§ Records provided
________________

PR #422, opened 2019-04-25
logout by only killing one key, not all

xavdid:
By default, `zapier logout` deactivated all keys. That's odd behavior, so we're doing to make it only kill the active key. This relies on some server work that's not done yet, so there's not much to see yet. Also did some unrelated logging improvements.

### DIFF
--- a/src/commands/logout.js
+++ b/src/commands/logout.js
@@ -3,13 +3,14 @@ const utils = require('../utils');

________________

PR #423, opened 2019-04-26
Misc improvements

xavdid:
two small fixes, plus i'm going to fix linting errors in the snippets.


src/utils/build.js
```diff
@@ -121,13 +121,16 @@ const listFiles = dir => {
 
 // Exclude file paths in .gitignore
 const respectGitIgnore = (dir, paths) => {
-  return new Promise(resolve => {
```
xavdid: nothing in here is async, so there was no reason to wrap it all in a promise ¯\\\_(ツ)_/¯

________________

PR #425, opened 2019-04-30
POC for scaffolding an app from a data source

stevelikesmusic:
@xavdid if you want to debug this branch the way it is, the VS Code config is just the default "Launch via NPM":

________________

§ Exercise goal
Only those lines of the entries above that run from the line containing "PR #422, opened 2019-04-25" to the line containing "utils = require('../utils');", both included, should be transcribed exactly.

§ Reply to the exercise
PR #422, opened 2019-04-25
logout by only killing one key, not all

xavdid:
By default, `zapier logout` deactivated all keys. That's odd behavior, so we're doing to make it only kill the active key. This relies on some server work that's not done yet, so there's not much to see yet. Also did some unrelated logging improvements.

### DIFF
--- a/src/commands/logout.js
+++ b/src/commands/logout.js
@@ -3,13 +3,14 @@ const utils = require('../utils');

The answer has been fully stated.